I think they’d be a useful tool for us to have. Note as well: we’d like to think that as software developers, we’re all really intelligent (and we are!) and that we wouldn’t forget anything (we would!), and so we don’t need checklists. This is a common fallacy.
Another industry that started looking at checklists is healthcare. Now doctors are also really clever people, who you wouldn’t expect to forget things – but every time checklists are introduced, there’s a meaningful and noticeable drop in the rate of accidents and faults in surgery. That’s probably a good thing!
tl;dr: Checklists are great, you should consider using some.
So again: the Swiss cheese model of accident causation. Identifying all layers in a fault, all the reasons why a system went wrong.
Repeat my list of steps for fixing a loss of trust:
The funny thing is, when we lose trust, if we rebuild it correctly, we can often end up with more trust than we started with.
Here’s a well-studied phenomenon: If you go into a shop, you buy a piece of clothing, and when you get home the clothes have got a hole in it, the shop has failed in its promise of consistency and reliability. But then you go back and they replace it free of charge – you had a problem, they resolved it. You are more likely to shop there again – even compared to somebody who didn’t have a problem in the first place!
Remember again: trust is built as small interactions. They all build up incrementally, and that’s what gives us the basis to trust somebody. When a mistake happens and you fix it and you fix it well, those are new interactions that feed into somebody’s impression of you; that feed into that layer of trust. A mistake doesn’t have to be the end of the world as long as you don’t let it be.
So let’s recap what I’ve shown you today.
We’ve talked about trust. I’ve shown you my framework for thinking about trust, and how trust is built – honesty, reliability, and shared values. If you encourage all three of those things, you have a system where trust can emerge. If you lose one of them, you have a problem.
I’ve shown you some examples of how you can build new tools, processes and systems to encourage those things – not just to try harder, but come up with ways to verify and validate them.
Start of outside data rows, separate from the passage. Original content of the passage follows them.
PR #3276, opened 2024-08-21
fix: ViewportAwareBounds component and lifecycle issues

TheMaverickProgrammer:
# Description
The behavior for `CameraComponent.setBounds` was not behaving correctly. The viewport-aware behavior was not triggering until a window resize event. All supported bound variants were not respecting the fixed resolution viewport, or in some cases, behaving unpredictably.

The issue was with the fact the viewport-aware behavior component depends on the bounded position component to be in its parent, but was returning `null` during `onMount`. The viewport math was using the logical size instead of the virtual size. I made some math changes to be accurate.

This PR adds new a getter `CameraComponent.considerViewport`. `ViewportAwareBoundsBehavior` is now added as a side effect of mounting `BoundedPositionBehavior` by waiting for the `mounted` future. This guarantees that 
Flames life cycle is respected and the components behave as expected. 

Tests pass on my own local project. 

Videos are linked on the discord thread [here](https://discord.com/channels/509714518008528896/1275814019235709003/1275888732481785925).

Melos dry run completed successfully.

## Checklist

## Breaking Change?

### Migration instructions
No work to be done.

## Related Issues
https://github.com/flame-engine/flame/pull/2769

## QUESTIONS FOR THE DEVS
So I'm not satisfied with the fixes for `Circle` bounds. The bounds uses the maxima of the viewport, and yes, creates a circle that stays within the size of the bounds circle, but I'd expect that `Circle` bounds should keep my viewport _inside_ the circle as it is documented to stay _inside_ the desired bounds shape. Therefore, I think `Circle` case should have 4 incident points to fit the viewport. That is to say, the viewport is not the maxima of the newly calculated `Circle`, but will be fully contained by this new `Circle`. This way, you'll never see outside of the bounds as it, seems to me anyway, implies. However I do not know if this is intuitive for others and expected behavior. Thoughts?

### DIFF
--- a/packages/flame/lib/src/camera/camera_component.dart
+++ b/packages/flame/lib/src/camera/camera_component.dart
@@ -371,9 +371,13 @@ class CameraComponent extends Component {
     _considerViewport = considerViewport;
 
     final boundedBehavior = viewfinder.firstChild<BoundedPositionBehavior>();
+    final viewPortAwareBoundsBehavior =
+        viewfinder.firstChild<ViewportAwareBoundsBehavior>();
 
     if (bounds == null) {
+      // When bounds is null, all bounds-related components need to be dropped.
       boundedBehavior?.removeFromParent();
+      viewPortAwareBoundsBehavior?.removeFromParent();
       return;
     }
 
@@ -383,6 +387,26 @@ class CameraComponent extends Component {
       );
     } else {
       boundedBehavior.bounds = bounds;
+    }
+
+    if (!considerViewport) {
+      // Edge case: remove pre-existing viewport aware components.
+      viewPortAwareBoundsBehavior?.removeFromParent();
+      return;
+    }
+
+    // Param `considerViewPort` was true and we have a bounds.
+    // Add a ViewportAwareBoundsBehavior component with
+    // our desired bounds shape or update the boundsShape if the
+    // component already exists.
+    if (viewPortAwareBoundsBehavior == null) {
+      viewfinder.add(
+        ViewportAwareBoundsBehavior(
+          boundsShape: bounds,
+        ),
+      );
+    } else {
+      viewPortAwareBoundsBehavior.boundsShape = bounds;
     }
   }
 
--- a/packages/flame/lib/src/camera/camera_component.dart
+++ b/packages/flame/lib/src/camera/camera_component.dart
@@ -122,17 +122,6 @@ class CameraComponent extends Component {
 
   Viewfinder _viewfinder;
 
-  /// The [considerViewport] flag is read-only and cannot be set except through
-  /// [setBounds] as an optional parameter. If true, this represents that the
-  /// camera's [viewfinder] will recalculate your desired bounds with respect
-  /// to your viewport dimensions by ensuring that [ViewportAwareBoundsBehavior]
-  /// component is mounted correctly when the tree updates.
-  ///
-  /// The default value is false.
-  bool get considerViewport => _considerViewport;
-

But if I want to take you to take one thing away from today, it’s this: trust is something you can actively build.
It’s not just a passive thing that happens. It doesn’t have to be something that occurs to you, that you have no control over. You can take actions to affect the trust that other people have in you, and that you have in other people. I’ve shown you my framework for dealing with trust; you might find another system that works better for you. Either way, the important thing is that trust is not just something that happens to you. It is something you can do.
And on that note I’ll finish. Thank you all very much!